Abstract

Introduction: Small acoustic neuroma can be removed by EMFA and by retrosigmoid approach. Hearing monitoring during those operations should be a routine procedures. Material and Method: Authors presented their own experience since 2006 and defined changes in intraoperative behavior of surgeon based on monitored hearing during removal of AN by ETLA. Total material of EMFA includes 150 cases. Forty cases were operated with monitoring. Authors analyzed surgical issues causing signs/changes in ECoCh traces and possibly lowering chances for hearing preservation. Results: First signs deteriorating ECoCh traces appeared during localization of landmarks on temporal bone. In this situation, low-speed micromotors with 30,000 rpm. solved problems. Accidentally opening of SSC resulted in lowering of the amplitude in ECoCh. Immediate sealing caused good recovery. More difficult problems encountered during AN resection. When latency elongated of more than 0.10 milliseconds a break in dissection lasting at least 5 minute was recommended.
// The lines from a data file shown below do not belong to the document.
PR #1571, opened 2023-07-25
Fix KeywordStore::get

trisyoungs:
A very brief PR to fix an issue with the `get()` template functions in `KeywordStore`.  The return type was `OptionalReferenceWrapper<D>`, but this is a wholly unsuitable type to be returning, e.g. `double` data and many others.

The return type is modified to be a plain `std::optional`, and given the sparing use of the function in the code we don't need to modify the target data through its reference anyway.

### DIFF
--- a/src/keywords/store.h
+++ b/src/keywords/store.h
@@ -200,7 +200,7 @@ class KeywordStore
     int getInt(std::string_view name) const;
 
     // Get specified keyword data, casting as necessary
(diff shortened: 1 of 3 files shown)


rprospero (approved):
I feel that Dissolve has largely outgrown OptionalReferenceWrapper and I'm always happy for PRs that get rid of it.

And, yes, I appreciate the irony.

Recurrent latency elongations lowered the chance for hearing preservation. The most vulnerable part of tumor resection was fundus of IAC. Coagulation close to the operating field always influenced on ECoCh morphology. Conclusion: Hearing loss during AN operation can occur in every stage of EMFA. Monitoring of hearing helps in the explanation of dangerous moments of intervention. Most hazardous steps are drilling the roof of IAC, accidentally opening of SSC and dissection close to fundus of internal auditory canal.